Opinion

Man cannot live by bread alone? Maybe he should try

Wednesday, October 17, 2012

I don't understand what possesses me to jump in over my head at times, but it happens more than I'd like to think.

Often with power tools. Or plumbing. Or (cringe) even electricity.

Sunday afternoon, however, presented a different kind of challenge. The kitchen.

Thinking I might be able to cook myself up some vittles, I end up dead wrong, of course. Haven't had this much trouble in the kitchen since my best buddy Bobby and I decided we could make a Chef Boyardee pizza (the old boxed kind) at his house when we were about 12.

We vowed right then never to mention that incident again. So I'm sorry, Bobby, if you happen upon this column somehow.

But back to my kitchen. Perhaps I was pointlessly empowered after watching chef Matt O'Neill cook up some extraordinary fare recently at the Inn at DePauw. Or maybe sampling tasty treats chefs John Hecko, Frank Straub and others cooked up at The Taste of Putnam County event last month skewed my own culinary creativity.

Or it could be that my own palate is just sick and tired of burgers and brats (although I am pretty good around the grill), leftover quesadillas from Putnam Inn or quenching my hunger with a bowl of cereal like some character out of "Seinfeld."

With the wife out of town on business an awful lot lately, meal planning has become my own responsibility. Especially if I do actually intend to eat that night.

So after a fortnight of nuking any leftovers in sight, eating bananas for lunch and frying up breakfast sausage for dinner, I spy some juicy-looking pork tenderloin cuts marked for quick sale in the Kroger meat case.

I pick up a package and weigh my options. Wavering between tossing them back or tucking them into my cart, I reason: "I can make these." After all, I had seen my mother do it dozens of times. It was the meal of choice Mom always made my first night home from college every break.

Just the thought of it makes my taste buds dance.

Let's think a second ... I need to create some kind of breading, toss the tenderloins into a pan of hot cooking oil, turn them occasionally, cover the pan for a few moments, remove it from the heat and eat. Heavens to Betty Crocker, what could be so tough about that?

So I invest $2.42 into bargain meat and head home confident I just might be on the verge of becoming the next Food Network Star.

Sunday afternoon, a little before kickoff of the Colts-Jets debacle, I convince myself I can cook up these tenderloins, have a nice lunch and live off the leftovers for another day or two.

First off, I go in search of a skillet (you notice, I didn't say frying pan because "skillet" is such a much, much hipper word). Accomplishing that meager task, I also dig out a dish big enough to make that breaded coating and slather my tenderloins in it.

Next up, the breading. How difficult could it be really? An egg, a little milk, a few breadcrumbs, a dash of salt and pepper, and voila!

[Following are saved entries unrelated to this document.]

PR #806, opened 2024-11-21
Separation of stdlib

DaddyWesker:
So, some modularity for stdlib is here. I've created two new modules for common tokens and runner tokens and extracted functions to those modules alongside with tests for those functions. 

I've also made run_program in stdlib_minimal/mod.rs::tests pub to use it in separate modules' tests instead of copy-pasting run_program to each new module. I'm not sure if this is right decision, but it seems more elegant to me.

### DIFF
--- a/lib/src/metta/interpreter_minimal.rs
+++ b/lib/src/metta/interpreter_minimal.rs
@@ -6,7 +6,7 @@ use crate::atom::matcher::*;
 use crate::space::*;
 use crate::metta::*;
 use crate::metta::types::*;
-use crate::metta::runner::stdlib_minimal::IfEqualOp;
+use crate::metta::runner::stdlib_minimal::stdlib_common_tokens::IfEqualOp;
 use crate::common::collections::CowArray;
 
 use std::fmt::{Debug, Display, Formatter};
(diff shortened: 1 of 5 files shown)


vsbogd (commented):
Probably I should be more specific and provide some examples when we were discussing it. Separating functions in `stdlib` on "common tokens" and "runner tokens" sets doesn't make much sense because it is technical difference. "common" set of tokens is registered only once on loading root MeTTa runner because they doesn't depend on `space` and `metta`. "runner tokens" should be reloaded each time new MeTTa module is imported. Thus for example `assert...` and `import!` are both in "runner tokens" set while semantically they are different.

Thus I would suggest starting from scratch and consider functions from both "common" and "runner" token sets as a single list. I would suggest then make a commit to finally separate "math" module. We could add a `register_common_tokens()` function implementation into `stdlib_math.rs` and put all math tokens into it. then call this new `stdlib_math::register_common_tokens()` from `stdlib::register_common_tokens()`. After this `stdlib_math` module will be more or less separated. 

Then I would start trying to figure out which new kinds of modules can be added. For example:
- `random` module: `random-...` and `flip`
-  `atom` module: `get-...type...`, `...-atom`, `sealed`
-  `module` module: `import!`, `include`, `bind!`, `mod-space!`, `print-mods!`
- `package` module: `pkg_mgmt` functions;
- `string` module: `println!`, `format-args`
- `debug` module: `trace!`, `print-alternatives!`
- `space` module: `new-space`, `add-atom`, etc, `get-atoms`

BTW, `stdlib_minimal/mod.rs` includes unit tests for `stdlib_minimal.metta` part of library. Thus tests for functions like `cons-atom` could also be moved into `atom` module, etc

Not so fast, there Chef Tell. Nobody told me I need a dish for the egg-milk concoction and a separate bowl for the breadcrumbs, so I could cover the meat in eggy goo and roll it around in the breadcrumbs.

Instead, I mix all that stuff together until a lumpy, wallpaper paste-like substance emerges that won't even stick to the meat. That seems perfectly logical since I usually can't get wallpaper to ever stick to the wall.

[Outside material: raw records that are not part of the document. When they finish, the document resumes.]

PR #807, opened 2024-11-22
final separation of math

DaddyWesker:
So, now math should be fully separated from mod.rs. And some more.


lib/src/metta/mod.rs
```diff
@@ -1,8 +1,8 @@
 //! Contains MeTTa specific types, constants and functions.
 
 pub mod text;
-pub mod interpreter_minimal;
-pub use interpreter_minimal as interpreter;
+pub mod interpreter;
+// pub use interpreter_minimal as interpreter;
```
vsbogd, line 5:
```suggestion
```

vsbogd (approved):
Looks good to me, except one commented line could be removed (see other comment).

vsbogd (approved):

PR #809, opened 2024-11-22
Use rust primitive types in Python runtime

### LINKED ISSUE #797: c1_grounded_basic.metta and d2_higherfunc.metta MeTTa test scenarios fail with Rust interpreter
**Describe the bug**
MeTTa test scenarios `c1_grounded_basic.metta` and `d2_higherfunc.metta` fails when being executed using Rust `metta-repl` tool.

**To Reproduce**
1. `cargo run python/test/scripts/c1_grounded_basic.metta`
2. `cargo run python/test/scripts/d2_higherfunc.metta`
3. See output

**Expected behavior**
All checks are passed.

**Actual behavior**
Some checks fail:
```
$ metta-repl c1_grounded_basic.metta`
[()]
[()]
[()]
[()]
[()]
[()]
[(Error (assertEqualToResult (> 4 (+ ln 2)) ((> 4 (+ ln 2)))) 
Expected: [(> 4 (+ ln 2))]
Got: [(Error (+ ln 2) + expects two number arguments)]
Missed result: (> 4 (+ ln 2)))]

$ metta-repl d2_higherfunc.metta`
[()]
[()]
[()]
[()]
[()]
[()]
[()]
[()]
[()]
[()]
[()]
[(Error (assertEqual ((lambda $x (+ $x 1)) 2) 3) 
Expected: [3]
Got: [(Error (+ $x 1) + expects two number arguments)]
Missed result: 3)]
```

**Additional context**
 - MeTTa version: 0.2.0+gd89d1073.d20240820
 - `f1_imports.metta` scenario fails also, but this is expected because it depends on Python stdlib representation in memory

vsbogd:
Remove Python numbers and boolean values from Python standard library and use Rust primitives.

Introduce `IncorrectArgument` error to return from grounded operations to say interpreter that arguments of the operation cannot be matched properly. Interpreter doesn't reduce such operation similarly to the case when pure MeTTa function is not matched.

Some improvements of the Rust stdlib modules structure.

Fixes #797


vsbogd:
Fixes #797

PR #825, opened 2024-12-18
Return second argument of trace! without evaluation

vsbogd:
Evaluating second argument before calling trace! leads to unexpected sequence of traces. Making type of the second argument Atom means argument is evaluated after trace! prints the first argument.


vsbogd:
@ngeiswei adding you as a reviewer for this one-liner because you are an author of the original code.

So, apparently all the right stuff, just the wrong order. Hey, I didn't claim to be an astronaut!

Meanwhile, back at the skillet, we have another problem. Not a single drop of cooking oil can be found anywhere in our pantry or among the many cabinets added in our kitchen makeover last year.

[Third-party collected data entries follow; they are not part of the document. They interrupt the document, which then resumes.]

PR #826, opened 2024-12-19
Don't copy imported module to filter out its dependencies

vsbogd:
This PR is replacement of #776 without issue which were caused by old interpreter implementation. New commits start from https://github.com/trueagi-io/hyperon-experimental/commit/4277146f621100f3f408bb3bfae724617a57a226

In this PR `ModuleSpace` is introduced which keeps main space and its dependencies separately. This allows querying them separately and when dependent space is queried it doesn't queried recursively. Thus all transitive dependencies are queried only once from the top level space.

For example if we have space `A` which imports space `B` and `C` and `D` is imported from `B` and `C` then `A` contains `B`, `C` and `D` as dependencies in a separate collection. Query to `A` goes through its atoms first then goes to `B`, `C` and `D` but dependencies of these spaces are not queried.

`ModuleSpace::atom_iter()` iterates through main atomspace only. This breaks tests in `f1_imports.metta` which are disabled in this change. There are two ways of solving this: (1) adding dependency spaces as atoms into `ModuleSpace` iterator which resembles previous behavior, (2) add separate function which gets dependencies from space. I would like to implement solution after discussing a way. Option (2) is not possible with current `DynSpace` used internally as space representation may be it can be implemented after additional refactoring.

New `Space::visit` method is added because it is impossible to implement `Space::atom_iter` for `DynSpace` safely (see @luketpeterson  comment https://github.com/trueagi-io/hyperon-experimental/pull/776#issuecomment-2375449225). Internal usages of `Space::atom_iter` are replaced by `Space::visit` usages.

### DIFF
--- a/c/src/space.rs
+++ b/c/src/space.rs
@@ -732,53 +732,23 @@ impl Space for CSpace {
             None
         }
     }
-    fn atom_iter(&self) -> Option<Box<dyn Iterator<Item=&Atom> + '_>> {
-        struct CSpaceIterator<'a>(&'a CSpace, *mut c_void);
-        impl<'a> Iterator for CSpaceIterator<'a> {
-            type Item = &'a Atom;
-            fn next(&mut self) -> Option<&'a Atom> {
-                let api = unsafe{ &*self.0.api };
-                if let Some(next_atom) = api.next_atom {
-                    let atom_ref = next_atom(&self.0.params, self.1);
-                    if atom_ref.is_null() {
-                        None
-                    } else {
-                        Some(atom_ref.into_ref())
-                    }
-                } else {
-                    panic!("next_atom function must be implemented if new_atom_iterator_state is implemented");
-                }
-            }
-        }
-        impl Drop for CSpaceIterator<'_> {
-            fn drop(&mut self) {
-                let api = unsafe{ &*self.0.api };
-                if let Some(free_atom_iterator_state) = api.free_atom_iterator_state {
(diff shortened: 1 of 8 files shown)


Necr0x0Der (approved):

luketpeterson (approved):
Wholeheartedly approve these changes.  :-)

luketpeterson:
> ModuleSpace::atom_iter() iterates through main atomspace only. This breaks tests in f1_imports.metta which are disabled in this change. There are two ways of solving this: (1) adding dependency spaces as atoms into ModuleSpace iterator which resembles previous behavior, (2) add separate function which gets dependencies from space. I would like to implement solution after discussing a way. Option (2) is not possible with current DynSpace used internally as space representation may be it can be implemented after additional refactoring.

As to this question, it gets into the behavior expected from the MeTTa language / modules.  I was assuming behavior 1 was "correct", based on how things worked before the module separation was added.  But a case can be made for either behavior.

vsbogd:
> As to this question, it gets into the behavior expected from the MeTTa language / modules. I was assuming behavior 1 was "correct", based on how things worked before the module separation was added. But a case can be made for either behavior.

Yes, we discussed it with @Necr0x0Der as well. We still can add atomspace which is an atom and at the same time contains functions which are available for execution from the space which contains this atom. Thus one still can do something like "manual import".

Introspection of imported modules is important from my perspective. But it is not critical right now and I hope clarifying this behavior later.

At that point, it is literally any port in a storm. Any liquid that looks like it might help brown my tenderloins becomes an option. Although the Quaker State 10W40 does get ruled out.

So I choose the fancy bottle of Colavita Balsamic Vinegar of Modena from the pantry. After all, that seems to be a staple of every cooking show from "Diners and Dives" to "The Barefoot Contessa" to anything with Paula Deen and lots of lard.

Oh, to have had some extra virgin oil on hand ... Rachael Ray always makes that work (though I've never been sure what olive oil had to do to get that extra virgin status). But the balsamic stuff is going to have to do for now (I know my culinary queen friend Stephanie has to be cringing at this point).

Okay, so who knew that pungent balsamic vinegar would boil away so quickly or evaporate or otherwise disappear somehow to scald my loins and fuse them to the skillet (whatever happened to Teflon, by the way?).

Yet after scraping my breading-free tenderloins from a skillet full of burnt breadcrumbs and scalded balsamic vinegar, a miracle unfolds. OK, maybe not the loaves-and-fishes variety but something special nonetheless.

Actually, they don't taste half bad. A little Miracle Whip makes them even tastier (doesn't it always?). The meat is cooked through and through, yet still juicy and flavorful. Like I'd planned it that way all along ...

And you know what, it sure beats the heck out of that Chef Boyardee pizza ... Just don't ever mention any of this to me again.